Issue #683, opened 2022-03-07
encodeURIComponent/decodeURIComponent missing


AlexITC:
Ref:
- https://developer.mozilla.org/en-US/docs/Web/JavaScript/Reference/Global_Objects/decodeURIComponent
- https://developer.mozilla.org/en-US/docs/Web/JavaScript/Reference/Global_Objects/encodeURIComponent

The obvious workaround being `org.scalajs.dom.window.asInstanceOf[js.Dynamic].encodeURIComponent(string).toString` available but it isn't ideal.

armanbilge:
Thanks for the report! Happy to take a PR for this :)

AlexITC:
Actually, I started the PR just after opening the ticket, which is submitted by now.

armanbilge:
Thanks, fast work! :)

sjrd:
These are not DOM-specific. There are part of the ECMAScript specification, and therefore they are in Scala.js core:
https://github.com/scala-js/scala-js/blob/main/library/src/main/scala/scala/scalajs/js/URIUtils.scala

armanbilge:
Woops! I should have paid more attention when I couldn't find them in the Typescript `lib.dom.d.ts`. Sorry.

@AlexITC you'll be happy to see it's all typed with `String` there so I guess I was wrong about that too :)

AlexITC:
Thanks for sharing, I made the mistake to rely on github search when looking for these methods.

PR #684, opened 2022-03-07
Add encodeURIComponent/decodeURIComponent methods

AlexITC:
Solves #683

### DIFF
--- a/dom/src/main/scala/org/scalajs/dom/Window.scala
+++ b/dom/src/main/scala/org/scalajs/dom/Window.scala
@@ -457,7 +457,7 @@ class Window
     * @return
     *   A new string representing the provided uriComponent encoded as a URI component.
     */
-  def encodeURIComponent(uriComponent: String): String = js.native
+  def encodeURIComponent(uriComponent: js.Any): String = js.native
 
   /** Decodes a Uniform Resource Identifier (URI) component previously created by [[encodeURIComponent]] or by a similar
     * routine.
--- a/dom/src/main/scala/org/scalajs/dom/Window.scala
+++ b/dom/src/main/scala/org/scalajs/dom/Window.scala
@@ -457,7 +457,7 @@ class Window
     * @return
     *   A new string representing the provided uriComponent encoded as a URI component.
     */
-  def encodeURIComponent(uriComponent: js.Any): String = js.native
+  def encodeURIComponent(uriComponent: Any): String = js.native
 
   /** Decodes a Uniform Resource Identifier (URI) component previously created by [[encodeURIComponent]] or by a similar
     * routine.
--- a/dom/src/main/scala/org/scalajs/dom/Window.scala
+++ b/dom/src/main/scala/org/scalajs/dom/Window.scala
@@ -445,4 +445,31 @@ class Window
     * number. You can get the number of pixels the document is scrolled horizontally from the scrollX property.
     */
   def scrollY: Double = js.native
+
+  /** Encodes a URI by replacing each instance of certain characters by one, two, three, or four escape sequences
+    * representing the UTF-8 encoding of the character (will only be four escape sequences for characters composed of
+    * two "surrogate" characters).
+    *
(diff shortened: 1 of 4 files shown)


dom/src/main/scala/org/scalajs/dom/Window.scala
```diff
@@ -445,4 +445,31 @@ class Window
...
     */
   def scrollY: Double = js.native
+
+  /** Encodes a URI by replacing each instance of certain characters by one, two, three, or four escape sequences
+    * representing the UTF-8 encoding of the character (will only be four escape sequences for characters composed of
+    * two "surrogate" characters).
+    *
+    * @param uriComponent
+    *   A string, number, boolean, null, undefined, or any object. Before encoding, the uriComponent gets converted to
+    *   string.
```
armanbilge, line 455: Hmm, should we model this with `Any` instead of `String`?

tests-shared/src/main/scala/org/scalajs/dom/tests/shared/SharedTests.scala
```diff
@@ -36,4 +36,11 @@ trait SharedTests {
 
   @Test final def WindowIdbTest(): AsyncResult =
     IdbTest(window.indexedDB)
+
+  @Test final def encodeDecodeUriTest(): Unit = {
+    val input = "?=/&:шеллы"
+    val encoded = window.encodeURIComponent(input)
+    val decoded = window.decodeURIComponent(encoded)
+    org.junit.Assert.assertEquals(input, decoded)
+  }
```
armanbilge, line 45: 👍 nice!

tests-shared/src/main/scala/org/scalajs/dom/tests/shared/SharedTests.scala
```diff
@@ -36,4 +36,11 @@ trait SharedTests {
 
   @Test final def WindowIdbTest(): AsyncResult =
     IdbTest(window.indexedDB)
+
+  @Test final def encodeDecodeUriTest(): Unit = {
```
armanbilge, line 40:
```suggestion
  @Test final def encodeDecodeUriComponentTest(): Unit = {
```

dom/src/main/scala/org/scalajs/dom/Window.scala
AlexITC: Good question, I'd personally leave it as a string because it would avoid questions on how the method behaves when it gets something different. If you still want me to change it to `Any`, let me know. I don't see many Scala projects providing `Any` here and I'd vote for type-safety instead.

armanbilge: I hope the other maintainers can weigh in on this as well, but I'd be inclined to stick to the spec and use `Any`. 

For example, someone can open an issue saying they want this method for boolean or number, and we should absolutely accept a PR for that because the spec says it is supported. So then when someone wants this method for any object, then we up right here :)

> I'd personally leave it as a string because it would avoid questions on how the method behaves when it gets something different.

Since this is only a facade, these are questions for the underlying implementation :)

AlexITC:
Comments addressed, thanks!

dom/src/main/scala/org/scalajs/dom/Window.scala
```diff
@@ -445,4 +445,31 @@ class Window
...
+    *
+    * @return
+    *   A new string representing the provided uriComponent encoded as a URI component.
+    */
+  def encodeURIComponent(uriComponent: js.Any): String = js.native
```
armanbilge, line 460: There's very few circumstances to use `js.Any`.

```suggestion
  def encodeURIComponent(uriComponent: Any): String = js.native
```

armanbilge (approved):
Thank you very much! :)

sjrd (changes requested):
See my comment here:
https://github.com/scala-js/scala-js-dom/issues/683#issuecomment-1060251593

○ ○ ○

Show all lines from the entries that hold "behaves".

Problem solution:
AlexITC: Good question, I'd personally leave it as a string because it would avoid questions on how the method behaves when it gets something different. If you still want me to change it to `Any`, let me know. I don't see many Scala projects providing `Any` here and I'd vote for type-safety instead.
> I'd personally leave it as a string because it would avoid questions on how the method behaves when it gets something different.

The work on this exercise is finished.